- Movie poster
- Directed by: Steven Hilliard Stern
- Written by: Steven Hilliard Stern
- Produced by: Arthur M. Broidy
- Starring: Peter Kastner Joanna Cameron Louise Sorel Gary Burghoff Richard B. Shull Joanna Barnes
- Cinematography: David Dans
- Edited by: Melvin Shapiro
- Music by: Jimmy Dale Mark Shekter
- Distributed by: 20th Century Fox
- Release date: March 17, 1971 (Los Angeles);
- Running time: 99 minutes
- Country: United States
- Language: English

= B.S. I Love You =

1971 film

B.S. I Love You is a 1971 American comedy-drama film directed and written by Steven Hilliard Stern and starring Peter Kastner. The style of the film is like many others of its era, taking its cues from The Graduate and the raunchiness of the early 1970s, as Kastner plays a youthful TV commercials producer whose quest in life is to bed as many women as possible, while trying to remain faithful to his childhood sweetheart who remains in tow, awaiting the day they will marry.

The film was released to little or no fanfare, and remains today a curious relic from the early 1970s.
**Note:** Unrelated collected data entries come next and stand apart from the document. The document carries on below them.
PR #936, opened 2019-12-09
Vendor libpq5.12.1 into Slugs - Heroku 18 only

schneems:
Pick up from the work in https://github.com/heroku/heroku-buildpack-ruby/pull/935 but removing Heroku-16 support until we can get that working in Docker locally 

https://github.com/schneems/libpq_heroku_16_reproduction/tree/schneems/manually-download-install

(Note it's a branch)


edmorley:
Filed https://gus.my.salesforce.com/a07B00000079prxIAA for removing the vendoring now that the stack image has the latest libpq :-)

PR #1601, opened 2025-05-21
Refactor RubyVersion class

schneems:
The RubyVersion class is used to hold information about the application's Ruby version. It was previously tightly coupled to the parsing `bundle platform-- ruby` output. Now, its interface is standardized, but makes it into a simple store that can be populated by different information sources. This can be used to compare two different data sources for differences in the future.

Commits are small and ordered. There should be no net change to the end user behavior.

## Context of this work

Today, the order of operations for running the buildpack looks like this:

- Install bootstrap (buildpack) ruby version
- Detect and install a limited number of "blessed" bundler versions (from S3) 
- Use that version with the bootstrap Ruby to run `bundle platform --ruby` to detect the application Ruby version.

Moving into the future, an eventual goal is to be able to avoid running `bundle platform --ruby` with the bootstrap version of ruby (used by the buildpack). This execution exposes incompatibilities between the bootstrap ruby version and versions of bundler. Instead, the order will eventually be:

- Install bootstrap ruby version
- Read and parse the Gemfile.lock to determine Ruby version and install it
- Install the arbitrary bundler version found in Gemfile.lock (from `gem install bundler -v <version>`)

To support this, I want to populate RubyVersion from different sources at the same time so I can compare them, instrument them, and ensure consistent platform behavior. The work here is a stepping stone to this eventual goal.

Worth noting that the proposed future goal is the same order of execution as the CNB (without the need to install a bootstrap ruby as the CNB is written in Rust).

### DIFF
--- a/spec/helpers/ruby_version_spec.rb
+++ b/spec/helpers/ruby_version_spec.rb
@@ -21,7 +21,7 @@ describe "RubyVersion" do
     ruby_version   = LanguagePack::RubyVersion.new(bundler_output: "ruby-#{version_number}-p0")
     version        = "ruby-#{version_number}"
 
-    expect(ruby_version.version_without_patchlevel).to eq(version)
+    expect(ruby_version.version_for_download).to eq(version)
     expect(ruby_version.next_logical_version).to eq("ruby-2.5.1")
     expect(ruby_version.next_logical_version).to eq("ruby-2.5.1")
     expect(ruby_version.next_logical_version(2)).to eq("ruby-2.5.2")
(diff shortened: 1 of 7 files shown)


spec/helpers/ruby_version_spec.rb
```diff
@@ -84,10 +84,89 @@
...
-        expect(ruby_version.version_without_patchlevel).to eq(version)
+        expect(ruby_version.version_for_download).to eq(version)
+        expect(ruby_version.engine_version).to eq(version_number)
+        expect(ruby_version.engine).to eq(:ruby)
+      end
+    end
+  end
+
+  it "detects RC Ruby from Gemfile.lock" do
+    Hatchet::App.new("default_ruby").in_directory_fork do |_|
```
colincasey, line 98: Is the app name `default_ruby` accurate for this test and will it conflict with the test that follows which also uses `default_ruby` as the test name?

schneems: > will it conflict with the test that follows which also uses default_ruby as the test name?

This `in_directory_fork` moves the app to a tempdir and then runs the code in the block in a forked Ruby process, this gives us process isolation for things like env var modifications, and the tempdir allows for competing disk modifications (without conflict). So this should be perfectly safe.

> Is the app name default_ruby accurate for this test 

In this case the base `default_ruby` app isn't really being used. The body of the test replaces both the Gemfile and Gemfile.lock. I use this app by default (heh) as it's the smallest fixture I've got. I could build up an app from scratch instead of using a fixture in the future.

colincasey (approved):

PR #1610, opened 2025-06-03
Introduce `bundle list` based parser

schneems:
This allows us to determine what versions of gems an application is using after `bundle install` has run. Currently, the buildpack works by loading bundler internals into memory and using those to parse the `Gemfile.lock`. That approach introduces strong compatibility requirements for coupling between Ruby versions and bundler versions.

Additionally, recent versions of `bundle install` no longer output the list of gems installed:

```
$ bundle _2.3.27_ install
Using rake 13.2.1
Using base64 0.2.0
...
Using toml-rb 4.0.0
Bundle complete! 11 Gemfile dependencies, 31 gems now installed.
Use `bundle info [gemname]` to see where a bundled gem is installed.
```

```
$ bundle _2.4.22_ install
Bundle complete! 11 Gemfile dependencies, 31 gems now installed.
Use `bundle info [gemname]` to see where a bundled gem is installed.
```

It's helpful to have a list of installed gems in the build output for debugging purposes. We can use this `bundle list` output as a proxy for the old `bundle install` output.


edmorley (approved):

schneems:
As a public followup: The metrics show a large number of differences. On analysis, it comes from `bundle list` respecting the installed groups (test/development/production) while the current (legacy) method of parsing the Gemfile.lock does not. That means that gems such as "capybara" are found via the current method, but not by the updated `bundle list` method.

PR #1641, opened 2025-09-08
Default PUMA_PERSISTENT_TIMEOUT to match router 2.0

schneems:
Router 2.0 introduced keepalive support. It will close connections idle after 90 seconds https://devcenter.heroku.com/articles/http-routing#keepalives. We want to avoid a situation where they send a request right before puma closes the connection. We can do that by setting it to the same timeout the router uses + some value (such as 5 seconds). 

Puma 7.0 was just released, and I helped make that value configurable via env var https://github.com/puma/puma/pull/3378. This sets the value for any puma user to do this manually, in their `config/puma.rb`, and for Puma 7+ users they will get that value by default.

### DIFF
--- a/CHANGELOG.md
+++ b/CHANGELOG.md
@@ -2,6 +2,7 @@
 
 ## [Unreleased]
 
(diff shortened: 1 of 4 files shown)


schneems:
That's been merged and deployed https://devcenter.heroku.com/changelog-items/3412

PR #1651, opened 2025-10-03
Bundler 2.6.9 and 2.7.2

schneems:
These downloads are tested via:

```
rspec ./spec/helpers/fetcher_spec.rb 
```

GUS-W-19797826

### DIFF
--- a/lib/language_pack/helpers/bundler_wrapper.rb
+++ b/lib/language_pack/helpers/bundler_wrapper.rb
@@ -43,8 +43,9 @@ class LanguagePack::Helpers::BundlerWrapper
   BLESSED_BUNDLER_VERSIONS["2.6"] = "2.6.9"
   BLESSED_BUNDLER_VERSIONS["2.7"] = "2.7.2"
 
-  SMALLEST = BLESSED_BUNDLER_VERSIONS.sort.first.first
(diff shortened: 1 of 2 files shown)


lib/language_pack/helpers/bundler_wrapper.rb
```diff
@@ -40,18 +40,22 @@ class LanguagePack::Helpers::BundlerWrapper
   BLESSED_BUNDLER_VERSIONS["2.3"] = "2.3.25"
   BLESSED_BUNDLER_VERSIONS["2.4"] = "2.4.22"
   BLESSED_BUNDLER_VERSIONS["2.5"] = "2.5.23"
-  BLESSED_BUNDLER_VERSIONS["2.6"] = "2.6.2"
+  BLESSED_BUNDLER_VERSIONS["2.6"] = "2.6.9"
+  BLESSED_BUNDLER_VERSIONS["2.7"] = "2.7.2"
+
+  SMALLEST = BLESSED_BUNDLER_VERSIONS.sort.first.first
+  LARGEST = BLESSED_BUNDLER_VERSIONS.sort.last.first
```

It is extremely hard to find, as it was never released on VHS and has not been released on DVD as of December 2018. It runs on the Fox Movie Channel from time to time, but it is an edited version (it runs 89 minutes, excising 10 minutes from the original theater release print).

==Plot==
A female executive, who is the head of an advertising agency on Madison Avenue, has slept her way to the top and now sets her sights on a young advertising executive. He succumbs to her seductions, ensuring his rise up the corporate ladder of success.

==Cast==
- Peter Kastner as Paul Bongard
- Joanna Cameron as Michele Ink
- Louise Sorel as Ruth
- Gary Burghoff as Ted Bufman
- Joanna Barnes as Jane Ink
- Richard B. Shull as Finley Harris

==Reception==
Howard Thompson of The New York Times was positive, writing: "With young Mr. Kastner appealingly front and center, the movie skips along jauntily, wisely and amusingly, reined in by a snug cluster of key performances and the pointed, tart dialogue." Gene Siskel of the Chicago Tribune gave the film one star out of four and called it "one of those run-thru-the-park youth films in which a 25-year old male comes to realize that life isn't about ladder climbing in an advertising agency, but love, love, love. It's a better sentiment than a movie." Charles Champlin of the Los Angeles Times called the film "an enjoyment, not a masterpiece, innocently sexy and nicely witty, and with an engaging and talented cast." David McGillivray of The Monthly Film Bulletin wrote: "Any film which shouts this loudly must, one feels, be trying to say something. Yet unless one can count a message which filters through about love being more important than financial gain, nothing very specific emerges from the flamboyant imagery...not even a statement about the ruthlessness of commercial advertising."